PR #1180, opened 2020-11-12
[APPSRE-2609] Main loop: drop subprocess

apahim:
This patch will drop the subprocess call from the main loop (used to run
the integrations on kubernetes) in favor of a direct call to the Click
entrypoint.

With that, both the Main lopp and the integration execution will happen
in the same Python session, meaning we can more data from the
integration executiuon in the Main loop.

This sets the foundation for instrumenting the integrations to  report
the reconciliation time or any other executions attributes we want to
track.

### DIFF
--- a/dockerfiles/hack/run-integration.py
+++ b/dockerfiles/hack/run-integration.py
@@ -2,7 +2,6 @@
 
 import logging
 import os
-import subprocess
 import sys
 import time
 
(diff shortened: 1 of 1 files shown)


maorfr (approved):
:heart:

rporres (approved):
Woa, so cool. Thx!

mmclanerh:
we don't ever run qontract endpoints as threaded / subprocess anymore, right? i dont think we do.. does this have any impact on wanting to run an integration as a subscriber of a queue? that would happen serially on at least in line with whatever the integration is, yeh?

apahim:
No impact there, I guess... if anything, this makes things easier to multitask or to parallelize, if we ever come to that.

***

(The problem)
The listing above should be repeated in its entirety, unchanged.

(Answer to this task)
PR #1180, opened 2020-11-12
[APPSRE-2609] Main loop: drop subprocess

apahim:
This patch will drop the subprocess call from the main loop (used to run
the integrations on kubernetes) in favor of a direct call to the Click
entrypoint.

With that, both the Main lopp and the integration execution will happen
in the same Python session, meaning we can more data from the
integration executiuon in the Main loop.

This sets the foundation for instrumenting the integrations to  report
the reconciliation time or any other executions attributes we want to
track.

### DIFF
--- a/dockerfiles/hack/run-integration.py
+++ b/dockerfiles/hack/run-integration.py
@@ -2,7 +2,6 @@
 
 import logging
 import os
-import subprocess
 import sys
 import time
 
(diff shortened: 1 of 1 files shown)


maorfr (approved):
:heart:

rporres (approved):
Woa, so cool. Thx!

mmclanerh:
we don't ever run qontract endpoints as threaded / subprocess anymore, right? i dont think we do.. does this have any impact on wanting to run an integration as a subscriber of a queue? that would happen serially on at least in line with whatever the integration is, yeh?

apahim:
No impact there, I guess... if anything, this makes things easier to multitask or to parallelize, if we ever come to that.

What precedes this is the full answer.